Марья Михайловна Соболевская тоже была сейчас в церкви, стояла, окруженная детьми, очень красивая и статная. Кто-кто, а Марья Михайловна могла бы порассказать про норов неуживчивого и нелюдимого графа. Вот уже несколько месяцев Разумовский снова был не у дел, подав в отставку после того, как почувствовал неодобрительное отношение императора Александра I к увлечению своего министра масонством и его дружбе с иезуитами. Теперь он готовился к отъезду в город Почеп, где наводили лоск в громадном дворце, построенном еще отцом.

Марья Михайловна могла бы порассказать, как тревожно ей было все эти тридцать с лишним лет жизни с Алексеем Кирилловичем, как много думала она о судьбе своих детей. Образование «воспитанники» получали прекрасное, но кто они в глазах общества? Кто она сама? Марья Михайловна хлопотала о получении дворянского звания, не жалея денег на взятки крючкотворам, придумавшим ей покойного мужа из знатной польской фамилии, Алексея Перовского, бывшего на русской службе поручиком и погибшего под Варшавой в 1794 году. И даже нашли в городе Погаре его «закладную» на крестьян, нашли «свидетелей». Лет пять добивалась она внесения Перовских в дворянскую родословную книгу, получила выписку из нее и грамоту с приложением герба «рода Перовских». Однако ухищрения ее были напрасны, никто не верил ее грамоте. Любивший ее Разумовский просил за нее Александра I, жертвовал большие деньги в пользу училищ. Царь согласился дать дворянское звание его «воспитанникам», но не их матери. Еще три года, смиряя гордый нрав, Разумовский уговаривал членов Государственного совета, где рассматривалось это дело, но не преуспел. Дети стали дворянами, а Марья Михайловна Соболевская так и осталась мещанкой.

Старший ее сын Николай поссорился с «благодетелем» и рано ушел из семьи. Самый младший, Боренька, едва начал лепетать, он сегодня остался дома на попечении кормилицы и нянек. Марья Михайловна с гордостью поглядывала на еще троих своих сыновей, блестящих гвардейских офицеров, приехавших в церковь при всех регалиях. Все трое кончили Московский университет, были на виду и отличились во время войны с Бонапартом - казачьего полка штабс-ротмистр Алексей Перовский, штабс-капитан гвардейского штаба Лев Перовский, лейб-гвардии егерского полка подполковник Василий Перовский. Двух дочек она уже пристроила за видных людей - слава богу, Алексей Кириллович давал за ними приданое, заставлявшее забывать об их сомнительном дворянстве. Да и красивы они все, особенно двадцатилетняя Анна1, что венчается сегодня с Государственного ассигнационного банка советником, отставным полковником графом Константином Петровичем Толстым. У нее ослепительно белая кожа, румянец во всю щеку, она умна, только гордячка не в меру, а граф Константин...

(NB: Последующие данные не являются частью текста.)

PR #443, opened 2019-10-02
Fix/like

tomalrussell:
Enables ticking 'like' to like a building


mz8i:
Looks simple enough, although I am not fully familiar with the workings of the withCopyEdit HOE.
As a side note, I have run into a similar bug where SelectDataEntry was using props.handleChange where it should be using props.onChange. This prevented dropdowns from being editable. The fix will be released with the sustainability category activation feature.

PR #451, opened 2019-10-02
Fix/category default values

mz8i:


tomalrussell:
While we're here - @all-contributors please add mz8i for code and ideas!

Вот они... уж подходят к аналою - невеста, очень стройная в белом платье, с фатой, падающей на покатые оголенные плечики, с белыми померанцевыми цветами в кудрях, и жених, большеголовый тридцатишестилетний плотный человек в полковничьем мундире, при наградах, среди которых выделяется орден св. Анны II степени.

Лицо невесты было безмятежным и несколько надменным, жених же заметно волновался, грубоватые черты его лица даже исказились от внутренней несвободы, страха сделать какую-нибудь неловкость, отчего оно казалось тупым, хотя именно ему, графу Константину Толстому, уже сочетавшемуся когда-то браком с девицей Хлюстиной и ныне вдовому, волноваться следовало бы куда меньше своей молодой неопытной невесты.

Уже все было готово к обряду, уже трижды священник перекрестил головы жениха и невесты и вложил им в руки зажженные свечи. От густого дьяконского баса пламя свечей трепетало...

- Миром господу помолимся-а-а... О мире всего мира-а-а... О рабе божий Константине и рабыне божией Ан-не-е... О еже спожити им добре в единомыслии... да господь бог дарует им брак честен и ложе нескверно-е-е-е...

Отец жениха граф Петр Андреевич Толстой крестился рассеянно. Он думал о судьбе сына, всех своих детей, которым не мог дать состояний, приличествовавших их титулу и положению, думал о роке, тяготевшем, по преданию, над родом Толстых...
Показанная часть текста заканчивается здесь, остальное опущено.